→ Instructions for the task:
The answer must be every line of the records in which the string "owner" appears.

→ Input data:
PR #689, opened 2023-07-12
Implement `--owner` and `--perms`

pvdrz:
This PR adds the required logic to implement the `--owner/-O` and `--perms/-P` flags for `visudo`.

**Pull Request Checklist**
- [x] This pull request will partially issue https://github.com/memorysafety/sudo-rs/issues/657 where a proper discussion about a solution has taken place.

### DIFF
--- a/src/system/file/chown.rs
+++ b/src/system/file/chown.rs
@@ -1,0 +1,26 @@
+use std::{fs::File, io, os::fd::AsRawFd};
+
+use crate::{
+    cutils::cerr,
+    system::interface::{GroupId, UserId},
+};
+
+mod sealed {
+    use std::fs::File;
+
+    pub(crate) trait Sealed {}
+
+    impl Sealed for File {}
+}
+
+pub(crate) trait Chown: sealed::Sealed {
+    fn chown(&self, uid: UserId, gid: GroupId) -> io::Result<()>;
+}
+
+impl Chown for File {
+    fn chown(&self, owner: UserId, group: GroupId) -> io::Result<()> {
+        let fd = self.as_raw_fd();
+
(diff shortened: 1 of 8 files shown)


src/system/file/chown.rs
```diff
@@ -0,0 +1,26 @@
...
+
+use crate::{
+    cutils::cerr,
+    system::interface::{GroupId, UserId},
+};
+
+mod sealed {
+    use std::fs::File;
+
+    pub(crate) trait Sealed {}
```
japaric, line 11: I don't see much benefit to sealing the `Chown` trait because it's not an API that's exposed to the dependents of this crate.

src/visudo/mod.rs
```diff
@@ -88,15 +88,15 @@ fn run_visudo(file_arg: Option<&str>, perms: bool, owner: bool) -> io::Result<()
         }
     })?;
 
-    if perms || file_arg.is_none() {
-        sudoers_file.set_permissions(Permissions::from_mode(0o440))?;
-    }
+    let result: io::Result<()> = (|| {
```
japaric, line 91: as an alternative to this closure that gets called immediately ("pseudo try-block"), I think you could create a newtype over a locked file that releases the lock when it's dropped. so long we don't call `exit` from here that should release the lock even when an error occurs. 

that being said, according to the [glibc manual](https://www.gnu.org/software/libc/manual/html_node/File-Locks.html), the locks associated to a file are released when the file is closed and I think that should happen even if the process call `exit` because the OS should release all the resources associated to the process.

japaric (approved):
left some comments but otherwise LGTM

→ Finished exercise:
Implement `--owner` and `--perms`
This PR adds the required logic to implement the `--owner/-O` and `--perms/-P` flags for `visudo`.
+    fn chown(&self, owner: UserId, group: GroupId) -> io::Result<()> {
@@ -88,15 +88,15 @@ fn run_visudo(file_arg: Option<&str>, perms: bool, owner: bool) -> io::Result<()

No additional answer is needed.